Dear Smiley: My husband and I were having a heated discussion over something trivial (I wanted to bake fancy Christmas cookies; he wanted snickerdoodles.)

Granddaughter Zelda, 6, interrupted us: "I sense conflict. Harmony is better than discord. Discord causes chaos."

Harmony soon reigned, and I asked Zelda where she'd learned such wisdom.

Turns out she'd learned it from watching the cartoon "My Little Pony." Who knew cartoons could teach such important lessons?


Baton Rouge

Dear Gail: I learned a great deal about politics from reading "Pogo."

Money drop

Dear Smiley: In the early ’60s, when my husband John and I were young newlyweds, we would play cards for small change we kept in bank envelopes.

One Friday we decided to go to Ye Ole College Inn for sandwiches. John asked me to bring along an envelope of change in case we ran a little short on money. I did. We didn’t.

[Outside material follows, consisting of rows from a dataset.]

PR #781, opened 2017-11-27
Upgrade foreign-types

sfackler:
foreign-types 0.3 and 0.2 now share the same types and traits, so this
is backwards compatible.

cc @nox


nox:
Can you publish this as `0.9.22`?

sfackler:
Done!

PR #783, opened 2017-11-30
bump lazy_static to 1

ignatenkobrain:


sfackler:
Thanks! This is a breaking change, so I'm going to leave it open for a bit while I get all of the other changes ready to go.

ignatenkobrain:
@sfackler strictly speaking, it is not. It is same as 0.2.11 release of lazy_static. If I understand correctly it was done to inform that lazy_static is mature enough.

sfackler:
Oh right, sorry! I was somehow conflating this with bitflags...

PR #784, opened 2017-12-02
Adding dp(), dq() and qi() methods to RSA, to get the CRT parameters back

P-E-Meunier:
This is just a way to get all parameters passed to `from_private_components` back, instead of just the public and secret ones.


sfackler:
Thanks!

P-E-Meunier:
Thanks for merging! Would you by chance know when you plan to publish the next version on crates.io?

PR #785, opened 2017-12-03
Splitting the sign::Signer::finish function, to avoid allocations

P-E-Meunier:


openssl/src/sign.rs
```diff
@@ -139,25 +139,48 @@ impl<'a> Signer<'a> {
...
+        }
+    }
+
+    /// Outputs the signature into the provided buffer, returning the
+    /// length of that buffer.
+    ///
+    /// This method will fail if the buffer is not large enough for
+    /// the signature, one can use `finish_len` to get an upper bound
+    /// on the required size.
+    pub fn finish_into<B:AsMut<[u8]>>(&self, mut buf: B) -> Result<usize, ErrorStack> {
```
sfackler: Let's just have `buf` be a `&mut [u8]`.

P-E-Meunier: I'm curious, why?

sfackler: It simplifies the function signature and speeds up compilation a bit by avoiding a bunch of copies of the method. Similar methods in the standard library take `&mut [u8]` as well. You're either already going to have a `&mut [u8]` or a `Vec<u8>`, which coerces into a slice.

P-E-Meunier: Ok, done! Thanks for taking the time to explain.

PR #805, opened 2017-12-28
Add recent LibreSSL versions

jan-schreib:
* added 2.6.4 release
* added 2.7.0 version which is running on OpenBSD-current.
* added 2.8.0 as RUST_LIBRESSL_NEW

2.6.4 was [released](https://www.libressl.org/releases.html) on December 19th

OpenBSD-current:

```
$ cat /usr/include/openssl/opensslv.h
/* $OpenBSD: opensslv.h,v 1.44 2017/12/11 11:04:04 bcook Exp $ */
#ifndef HEADER_OPENSSLV_H
#define HEADER_OPENSSLV_H

/* These will change with each release of LibreSSL-portable */
#define LIBRESSL_VERSION_NUMBER 0x2070000fL
#define LIBRESSL_VERSION_TEXT   "LibreSSL 2.7.0"
```
```
$ openssl version
LibreSSL 2.7.0
```

### DIFF
--- a/openssl-sys/build.rs
+++ b/openssl-sys/build.rs
@@ -468,6 +468,13 @@ See rust-openssl README for more information:
         println!("cargo:libressl_version=263");
         println!("cargo:version=101");
         Version::Libressl
+    } else if expanded.contains("RUST_LIBRESSL_264") {
+        println!("cargo:rustc-cfg=libressl");
+        println!("cargo:rustc-cfg=libressl264");
+        println!("cargo:libressl=true");
+        println!("cargo:libressl_version=264");
+        println!("cargo:version=101");
+        Version::Libressl
     } else if expanded.contains("RUST_LIBRESSL_26X") {
         println!("cargo:rustc-cfg=libressl");
         println!("cargo:rustc-cfg=libressl26x");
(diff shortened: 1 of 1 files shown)


jan-schreib:
I wonder why the test is failing. I only touched the version checks.

sfackler:
We don't need to add new 2.6.x versions since that release channel is stable now. I'm guessing the test is failing because some of the cfgs that openssl-sys uses changed when building against 2.6.3 since it's hitting the added 2.6.3 block rather than 2.6.x.

sfackler:
Can you also bump the 2.6.3 build to 2.7.0?

jan-schreib:
I guess you mean the circleci config? LibreSSL 2.7.0 is not relased as portable version, yet. So it would only make sense to bump it to 2.6.4 for now.

So there is no need for 2.6.x any more and there is no 2.6.x in my patch any more. Or do I missunderstood you?

sfackler:
You don't need to add the 2.6.3 and 2.6.4 things in the build script.

I'm not super comfortable supporting 2.7.0 unless we're actually testing to make sure that everything works.

jan-schreib:
Not supporting 2.7.0 will cause all crates depending on rust-openssl to fail on OpenBSD-current.
I think a solution would be to be able to do automated tests on OpenBSD-current with the newest, not yet portable LibreSSL version.

sfackler:
Sure, I'd be fine with a test build running BSD.

PR #810, opened 2017-12-31
Parameterize keys over what they contain

### LINKED ISSUE #790: Segfault when attempting to sign with a public key
Since the `RSA` type does not tell whether the key contains all components or just the public ones, it's possible to be stupid and cause rust-openssl to segfault when signing with a key that doesn't have the private components.

This could be easily prevented at compile time, by adding two types, `pub enum Public {}` and `pub enum Private{}`, and a field of type `PhantomData<T>` to `Rsa`. Then, `sign` would force the key to be of type `Rsa<Private>`, and verify could be `Rsa<T>`.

That Sunday we went to Holy Name for Mass. When it was time for the collection, John whispered he didn’t have any money.

I told him not to worry, I still had the envelope of coins. When the usher reached our pew, I dropped it in.

He was unaware of the weight, and dropped the basket to the floor. Of course coins rolled out. He finally raised the basket and continued.

John and I started laughing and could not stop. We had to leave Mass.



Cowlick problem

Dear Smiley: Recent stories on moose licking vehicles reminded me of my experience decades ago while deer hunting.

One afternoon, at friend Craig Neal’s cattle farm near Woodville, Mississippi, he said he had seen a nice buck, and suggested I sit in a stand on the edge of a pasture where the buck had been spotted.

He explained the field roads to take, and pointed out I would have to pass through several gates to get to the pasture. He warned me not to go one gate further, because cows were in that pasture.

I drove my relatively new, freshly-washed, bright red Jeep Grand Cherokee to the stand. After an uneventful two-hour hunt, the light began to fade.

From the stand, I could see my Jeep in the far distance with dark figures moving around it. I put my scope up, and there appeared to be a gang of cows around it. I had driven to the pasture with cows.

I got back to the Jeep after dark, and drove down the road to get gas. When I got out, in the bright lights of the station, I was shocked.

My beautiful red Jeep was completely covered with yellow tongue marks where the cows had been licking!

I called Craig and told him, “Your cows licked my Jeep!”

He fell out laughing, yelling, “I told you! The cows love to lick a red car.”

In the end, all the yellow cow drool washed off, but hoof marks on the plastic bumper, where they stood to lick the roof, remained. Lesson learned.


Baton Rouge

Mom's secrets

Dear Smiley: My mother served some of the best pies, cakes, salads, meats, etc., but she did not share her recipes. She passed on years ago.

A few kinfolk and friends got upset because she never shared. My guess is she wanted us at her house.

Many of us lingered in her kitchen. She'd turn away, add some things and put them up quickly.

I still lament a loss of her cornbread dressing recipe, featuring "roasted bird drippings" carefully added into her cornbread.

If we didn't annoy her too much, she rewarded some of us with a sample near its final exit from the oven.

Did others have moms who declined to share?


Panama City Beach, Florida

Thanks, stranger

Dear Smiley: Years ago, while visiting New York, we were waiting to cross the street at a very busy intersection in Times Square.

A tiny, elderly lady with a cane was having difficulty crossing, so we helped her.

When we cleared the intersection, she looked up at my wife and said, “You must not be from here!”